[Start of Attachment]
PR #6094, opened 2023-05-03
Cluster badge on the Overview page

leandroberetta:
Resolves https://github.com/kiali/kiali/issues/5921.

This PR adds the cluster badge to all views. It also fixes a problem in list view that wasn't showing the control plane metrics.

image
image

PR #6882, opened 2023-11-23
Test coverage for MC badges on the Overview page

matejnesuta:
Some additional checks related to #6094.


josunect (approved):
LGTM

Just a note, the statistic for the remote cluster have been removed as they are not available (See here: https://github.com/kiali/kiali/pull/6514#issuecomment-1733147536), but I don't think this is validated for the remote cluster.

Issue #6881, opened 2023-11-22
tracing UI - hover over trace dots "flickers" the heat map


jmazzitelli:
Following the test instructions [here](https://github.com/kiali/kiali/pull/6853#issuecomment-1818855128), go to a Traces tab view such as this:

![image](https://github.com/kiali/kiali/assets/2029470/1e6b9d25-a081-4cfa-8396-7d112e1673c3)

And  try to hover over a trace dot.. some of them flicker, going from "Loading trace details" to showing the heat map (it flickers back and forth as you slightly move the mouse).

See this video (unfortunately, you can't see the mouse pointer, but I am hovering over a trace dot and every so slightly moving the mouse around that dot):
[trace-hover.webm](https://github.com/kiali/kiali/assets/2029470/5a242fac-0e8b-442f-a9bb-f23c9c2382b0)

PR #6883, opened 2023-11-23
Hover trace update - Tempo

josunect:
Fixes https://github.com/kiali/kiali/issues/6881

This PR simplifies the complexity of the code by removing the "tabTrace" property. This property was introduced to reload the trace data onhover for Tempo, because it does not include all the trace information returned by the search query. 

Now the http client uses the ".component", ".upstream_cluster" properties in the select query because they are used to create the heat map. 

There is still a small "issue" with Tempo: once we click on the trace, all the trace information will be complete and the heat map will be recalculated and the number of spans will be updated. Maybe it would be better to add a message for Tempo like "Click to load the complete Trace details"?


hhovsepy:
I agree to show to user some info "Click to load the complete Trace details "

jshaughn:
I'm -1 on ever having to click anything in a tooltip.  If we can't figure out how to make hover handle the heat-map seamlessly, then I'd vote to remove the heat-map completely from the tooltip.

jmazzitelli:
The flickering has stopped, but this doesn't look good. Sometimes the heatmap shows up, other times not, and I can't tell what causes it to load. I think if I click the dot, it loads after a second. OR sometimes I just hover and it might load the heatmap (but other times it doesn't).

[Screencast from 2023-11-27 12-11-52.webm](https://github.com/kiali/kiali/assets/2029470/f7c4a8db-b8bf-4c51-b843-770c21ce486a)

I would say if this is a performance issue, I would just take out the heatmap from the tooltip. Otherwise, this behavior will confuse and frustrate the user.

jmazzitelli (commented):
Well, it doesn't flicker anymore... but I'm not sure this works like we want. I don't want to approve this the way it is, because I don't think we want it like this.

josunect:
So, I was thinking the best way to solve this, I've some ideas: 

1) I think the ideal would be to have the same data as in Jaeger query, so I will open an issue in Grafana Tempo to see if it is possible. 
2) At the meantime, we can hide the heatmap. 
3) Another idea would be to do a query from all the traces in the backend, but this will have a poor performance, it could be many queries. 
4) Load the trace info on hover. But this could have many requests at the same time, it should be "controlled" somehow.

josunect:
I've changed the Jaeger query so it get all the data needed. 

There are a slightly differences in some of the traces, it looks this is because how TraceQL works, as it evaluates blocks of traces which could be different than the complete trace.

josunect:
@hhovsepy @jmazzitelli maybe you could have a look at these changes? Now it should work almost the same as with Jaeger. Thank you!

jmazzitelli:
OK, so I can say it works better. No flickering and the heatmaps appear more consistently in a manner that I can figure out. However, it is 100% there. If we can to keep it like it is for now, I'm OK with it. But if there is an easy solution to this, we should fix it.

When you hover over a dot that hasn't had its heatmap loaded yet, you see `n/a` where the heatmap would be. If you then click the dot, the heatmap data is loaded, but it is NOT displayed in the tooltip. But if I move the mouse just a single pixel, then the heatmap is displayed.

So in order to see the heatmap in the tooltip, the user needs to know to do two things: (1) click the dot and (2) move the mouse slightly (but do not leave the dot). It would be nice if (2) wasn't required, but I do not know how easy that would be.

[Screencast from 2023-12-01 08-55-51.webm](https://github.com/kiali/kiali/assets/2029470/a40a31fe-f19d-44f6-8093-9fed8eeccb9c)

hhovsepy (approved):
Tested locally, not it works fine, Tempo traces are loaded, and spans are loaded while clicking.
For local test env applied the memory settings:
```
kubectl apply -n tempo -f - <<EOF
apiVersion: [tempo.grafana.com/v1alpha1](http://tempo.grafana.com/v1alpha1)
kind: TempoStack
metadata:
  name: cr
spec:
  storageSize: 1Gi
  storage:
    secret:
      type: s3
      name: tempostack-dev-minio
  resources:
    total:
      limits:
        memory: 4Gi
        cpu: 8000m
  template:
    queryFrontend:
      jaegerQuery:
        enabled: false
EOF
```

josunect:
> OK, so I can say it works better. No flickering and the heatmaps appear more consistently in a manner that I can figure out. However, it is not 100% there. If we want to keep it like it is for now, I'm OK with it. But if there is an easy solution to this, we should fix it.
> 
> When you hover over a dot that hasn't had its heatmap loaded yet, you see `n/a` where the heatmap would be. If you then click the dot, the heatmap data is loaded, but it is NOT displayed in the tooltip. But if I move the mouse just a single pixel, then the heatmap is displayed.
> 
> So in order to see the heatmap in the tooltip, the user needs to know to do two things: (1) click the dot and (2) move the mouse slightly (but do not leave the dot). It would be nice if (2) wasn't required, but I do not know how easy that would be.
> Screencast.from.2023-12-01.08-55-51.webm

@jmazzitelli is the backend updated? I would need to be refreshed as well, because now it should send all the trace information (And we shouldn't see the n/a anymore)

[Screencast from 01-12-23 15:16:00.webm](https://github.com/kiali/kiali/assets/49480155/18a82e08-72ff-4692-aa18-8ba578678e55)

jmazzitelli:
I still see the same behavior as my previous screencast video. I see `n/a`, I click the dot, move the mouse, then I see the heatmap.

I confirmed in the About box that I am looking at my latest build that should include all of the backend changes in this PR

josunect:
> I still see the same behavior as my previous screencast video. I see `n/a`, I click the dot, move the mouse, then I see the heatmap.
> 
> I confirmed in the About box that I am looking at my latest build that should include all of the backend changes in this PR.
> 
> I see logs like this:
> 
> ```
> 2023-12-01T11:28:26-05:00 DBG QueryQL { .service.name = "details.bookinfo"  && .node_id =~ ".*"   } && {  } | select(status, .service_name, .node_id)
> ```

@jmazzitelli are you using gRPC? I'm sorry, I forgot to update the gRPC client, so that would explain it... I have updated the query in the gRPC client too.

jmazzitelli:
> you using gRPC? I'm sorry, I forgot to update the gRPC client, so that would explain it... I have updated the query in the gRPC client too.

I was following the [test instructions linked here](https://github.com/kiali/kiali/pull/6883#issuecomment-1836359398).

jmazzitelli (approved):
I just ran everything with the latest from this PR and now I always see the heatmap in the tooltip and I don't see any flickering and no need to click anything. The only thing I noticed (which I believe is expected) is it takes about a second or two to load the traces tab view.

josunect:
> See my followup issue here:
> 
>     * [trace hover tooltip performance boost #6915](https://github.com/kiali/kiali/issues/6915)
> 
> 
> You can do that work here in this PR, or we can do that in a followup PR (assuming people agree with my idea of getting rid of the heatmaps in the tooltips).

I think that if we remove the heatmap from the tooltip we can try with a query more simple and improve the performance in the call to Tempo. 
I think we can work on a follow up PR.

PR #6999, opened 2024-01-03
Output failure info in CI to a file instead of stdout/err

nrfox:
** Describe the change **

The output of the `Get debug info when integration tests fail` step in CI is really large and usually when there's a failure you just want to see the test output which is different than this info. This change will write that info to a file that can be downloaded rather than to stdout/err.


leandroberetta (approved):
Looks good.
[End of Attachment]
WHAT THE EXERCISE ASKS:
What is needed is a word-for-word copy of all the entries.

REPLY:
PR #6094, opened 2023-05-03
Cluster badge on the Overview page

leandroberetta:
Resolves https://github.com/kiali/kiali/issues/5921.

This PR adds the cluster badge to all views. It also fixes a problem in list view that wasn't showing the control plane metrics.

image
image

PR #6882, opened 2023-11-23
Test coverage for MC badges on the Overview page

matejnesuta:
Some additional checks related to #6094.


josunect (approved):
LGTM

Just a note, the statistic for the remote cluster have been removed as they are not available (See here: https://github.com/kiali/kiali/pull/6514#issuecomment-1733147536), but I don't think this is validated for the remote cluster.

Issue #6881, opened 2023-11-22
tracing UI - hover over trace dots "flickers" the heat map


jmazzitelli:
Following the test instructions [here](https://github.com/kiali/kiali/pull/6853#issuecomment-1818855128), go to a Traces tab view such as this:

![image](https://github.com/kiali/kiali/assets/2029470/1e6b9d25-a081-4cfa-8396-7d112e1673c3)

And  try to hover over a trace dot.. some of them flicker, going from "Loading trace details" to showing the heat map (it flickers back and forth as you slightly move the mouse).

See this video (unfortunately, you can't see the mouse pointer, but I am hovering over a trace dot and every so slightly moving the mouse around that dot):
[trace-hover.webm](https://github.com/kiali/kiali/assets/2029470/5a242fac-0e8b-442f-a9bb-f23c9c2382b0)

PR #6883, opened 2023-11-23
Hover trace update - Tempo

josunect:
Fixes https://github.com/kiali/kiali/issues/6881

This PR simplifies the complexity of the code by removing the "tabTrace" property. This property was introduced to reload the trace data onhover for Tempo, because it does not include all the trace information returned by the search query. 

Now the http client uses the ".component", ".upstream_cluster" properties in the select query because they are used to create the heat map. 

There is still a small "issue" with Tempo: once we click on the trace, all the trace information will be complete and the heat map will be recalculated and the number of spans will be updated. Maybe it would be better to add a message for Tempo like "Click to load the complete Trace details"?


hhovsepy:
I agree to show to user some info "Click to load the complete Trace details "

jshaughn:
I'm -1 on ever having to click anything in a tooltip.  If we can't figure out how to make hover handle the heat-map seamlessly, then I'd vote to remove the heat-map completely from the tooltip.

jmazzitelli:
The flickering has stopped, but this doesn't look good. Sometimes the heatmap shows up, other times not, and I can't tell what causes it to load. I think if I click the dot, it loads after a second. OR sometimes I just hover and it might load the heatmap (but other times it doesn't).

[Screencast from 2023-11-27 12-11-52.webm](https://github.com/kiali/kiali/assets/2029470/f7c4a8db-b8bf-4c51-b843-770c21ce486a)

I would say if this is a performance issue, I would just take out the heatmap from the tooltip. Otherwise, this behavior will confuse and frustrate the user.

jmazzitelli (commented):
Well, it doesn't flicker anymore... but I'm not sure this works like we want. I don't want to approve this the way it is, because I don't think we want it like this.

josunect:
So, I was thinking the best way to solve this, I've some ideas: 

1) I think the ideal would be to have the same data as in Jaeger query, so I will open an issue in Grafana Tempo to see if it is possible. 
2) At the meantime, we can hide the heatmap. 
3) Another idea would be to do a query from all the traces in the backend, but this will have a poor performance, it could be many queries. 
4) Load the trace info on hover. But this could have many requests at the same time, it should be "controlled" somehow.

josunect:
I've changed the Jaeger query so it get all the data needed. 

There are a slightly differences in some of the traces, it looks this is because how TraceQL works, as it evaluates blocks of traces which could be different than the complete trace.

josunect:
@hhovsepy @jmazzitelli maybe you could have a look at these changes? Now it should work almost the same as with Jaeger. Thank you!

jmazzitelli:
OK, so I can say it works better. No flickering and the heatmaps appear more consistently in a manner that I can figure out. However, it is 100% there. If we can to keep it like it is for now, I'm OK with it. But if there is an easy solution to this, we should fix it.

When you hover over a dot that hasn't had its heatmap loaded yet, you see `n/a` where the heatmap would be. If you then click the dot, the heatmap data is loaded, but it is NOT displayed in the tooltip. But if I move the mouse just a single pixel, then the heatmap is displayed.

So in order to see the heatmap in the tooltip, the user needs to know to do two things: (1) click the dot and (2) move the mouse slightly (but do not leave the dot). It would be nice if (2) wasn't required, but I do not know how easy that would be.

[Screencast from 2023-12-01 08-55-51.webm](https://github.com/kiali/kiali/assets/2029470/a40a31fe-f19d-44f6-8093-9fed8eeccb9c)

hhovsepy (approved):
Tested locally, not it works fine, Tempo traces are loaded, and spans are loaded while clicking.
For local test env applied the memory settings:
```
kubectl apply -n tempo -f - <<EOF
apiVersion: [tempo.grafana.com/v1alpha1](http://tempo.grafana.com/v1alpha1)
kind: TempoStack
metadata:
  name: cr
spec:
  storageSize: 1Gi
  storage:
    secret:
      type: s3
      name: tempostack-dev-minio
  resources:
    total:
      limits:
        memory: 4Gi
        cpu: 8000m
  template:
    queryFrontend:
      jaegerQuery:
        enabled: false
EOF
```

josunect:
> OK, so I can say it works better. No flickering and the heatmaps appear more consistently in a manner that I can figure out. However, it is not 100% there. If we want to keep it like it is for now, I'm OK with it. But if there is an easy solution to this, we should fix it.
> 
> When you hover over a dot that hasn't had its heatmap loaded yet, you see `n/a` where the heatmap would be. If you then click the dot, the heatmap data is loaded, but it is NOT displayed in the tooltip. But if I move the mouse just a single pixel, then the heatmap is displayed.
> 
> So in order to see the heatmap in the tooltip, the user needs to know to do two things: (1) click the dot and (2) move the mouse slightly (but do not leave the dot). It would be nice if (2) wasn't required, but I do not know how easy that would be.
> Screencast.from.2023-12-01.08-55-51.webm

@jmazzitelli is the backend updated? I would need to be refreshed as well, because now it should send all the trace information (And we shouldn't see the n/a anymore)

[Screencast from 01-12-23 15:16:00.webm](https://github.com/kiali/kiali/assets/49480155/18a82e08-72ff-4692-aa18-8ba578678e55)

jmazzitelli:
I still see the same behavior as my previous screencast video. I see `n/a`, I click the dot, move the mouse, then I see the heatmap.

I confirmed in the About box that I am looking at my latest build that should include all of the backend changes in this PR

josunect:
> I still see the same behavior as my previous screencast video. I see `n/a`, I click the dot, move the mouse, then I see the heatmap.
> 
> I confirmed in the About box that I am looking at my latest build that should include all of the backend changes in this PR.
> 
> I see logs like this:
> 
> ```
> 2023-12-01T11:28:26-05:00 DBG QueryQL { .service.name = "details.bookinfo"  && .node_id =~ ".*"   } && {  } | select(status, .service_name, .node_id)
> ```

@jmazzitelli are you using gRPC? I'm sorry, I forgot to update the gRPC client, so that would explain it... I have updated the query in the gRPC client too.

jmazzitelli:
> you using gRPC? I'm sorry, I forgot to update the gRPC client, so that would explain it... I have updated the query in the gRPC client too.

I was following the [test instructions linked here](https://github.com/kiali/kiali/pull/6883#issuecomment-1836359398).

jmazzitelli (approved):
I just ran everything with the latest from this PR and now I always see the heatmap in the tooltip and I don't see any flickering and no need to click anything. The only thing I noticed (which I believe is expected) is it takes about a second or two to load the traces tab view.

josunect:
> See my followup issue here:
> 
>     * [trace hover tooltip performance boost #6915](https://github.com/kiali/kiali/issues/6915)
> 
> 
> You can do that work here in this PR, or we can do that in a followup PR (assuming people agree with my idea of getting rid of the heatmaps in the tooltips).

I think that if we remove the heatmap from the tooltip we can try with a query more simple and improve the performance in the call to Tempo. 
I think we can work on a follow up PR.

PR #6999, opened 2024-01-03
Output failure info in CI to a file instead of stdout/err

nrfox:
** Describe the change **

The output of the `Get debug info when integration tests fail` step in CI is really large and usually when there's a failure you just want to see the test output which is different than this info. This change will write that info to a file that can be downloaded rather than to stdout/err.


leandroberetta (approved):
Looks good.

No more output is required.